Feed the wolf that hungers for poetry

You know that beautiful story, don’t you?

An old Cherokee is teaching his grandson about life. “A fight is going on inside me,” he said to the boy.

“It is a terrible fight and it is between two wolves. One is evil – he is anger, envy, sorrow, regret, greed, arrogance, self-pity, guilt, resentment, inferiority, lies, false pride, superiority, and ego. The other is good – he is joy, peace, love, hope, serenity, humility, kindness, benevolence, empathy, generosity, truth, compassion, and faith. The same fight is going on inside you – and inside every other person, too.”

The grandson thought about it for a minute and then asked his grandfather, “Which wolf will win?”

The old Cherokee simply replied, “The one you feed.”

(I couldn’t find a source to attribute this to, even though it’s all over the internet.)

Photo by Marc-Olivier Jodoin on Unsplash

But it came to mind, when I found this poem, via Maya Popa, who posts poems every day and who I started following in twitter because otherwise, as I was trying to find my bearings in a world that remains as wobbly as ever, I was just swimming in a swamp of negativity and doom.

I am trying to stay informed, and be a little bit prepared for whatever might be coming down the pipeline with 5 minutes advance notice… so I’m not quite ready to unplug, but at the same time, I don’t want to feed the wolf that thrives on despair.

SO: poetry, which seemed so unbearably snooty and high-brow when I took an English lit class at University, but is actually a type of medicine, if you can brush the snooty people, and the terrible poems, out of the way. I think there is something in us, that hungers for gems like this… at least, I feel it in myself, a kind of unfurling, a kind of softening:

If we are separated I will

try to wait for you

on your side of things

your side of the wall and the water

and the light moving at its own speed

even on leaves that we have seen

I will wait on one side

while a side is there.

William S Merwin, Travelling Together

I just love the opening line so much, because I taught skiing for a long time, and eventually clued on to the smart move, which was to tell the group, “if we are separated, we’ll regroup at the bottom of Emerald Chair”… It is a phrase that has come to feel like a beautiful kind of care-taking to me, a preparedness and a promise… if we are separated, here’s where we’ll find each other again. And so I’m hooked in straight away, by this promise of care…

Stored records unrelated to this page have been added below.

PR #3767, opened 2025-10-21
Limit rendering chunks

obseletecode72:
Some servers even when you send the viewDistance setting to it, they can send the default chunk amount that has been set, so you must check how much chunks you are receiving before saving them in to memory

### DIFF
--- a/lib/plugins/blocks.js
+++ b/lib/plugins/blocks.js
@@ -2,7 +2,6 @@ const { Vec3 } = require('vec3')
 const assert = require('assert')
 const Painting = require('../painting')
 const { onceWithCleanup } = require('../promise_utils')
-
 const { OctahedronIterator } = require('prismarine-world').iterators
 
 module.exports = inject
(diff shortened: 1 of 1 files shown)


rom1504:
Please undo irrelevant changes and fix lint

obseletecode72:
be more specific please.

lib/plugins/blocks.js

And have you not been on the other side of the Berlin wall, some artificial structure literally bricked into place overnight, separating families, topped with razor wire, overseen by guards and floodlights? Have you not been on the other side of an ocean from someone you wanted to be with, kept apart by visa hassles or pandemic restrictions or promises made to someone else?

And is waiting not the wisest course of action, the one that all the SAR teams recommend – sit tight, keep warm, wait it out…

So much feels divided these days. Everything has a side. But then, even leaves have sides, he reminds us. This facing opposite directions is just a temporary thing… Let’s wait for one another, for the time there are no longer sides, when we aren’t divided to fit people’s political agendas…

And let’s consider what we’re feeding our inner wolves with while we’re at it. Because, we are both. We are both sides, we are the potential to go either way, depending on what we ingest, consume, absorb. Ultimately there isn’t a we and a them… ultimately, it’s all us.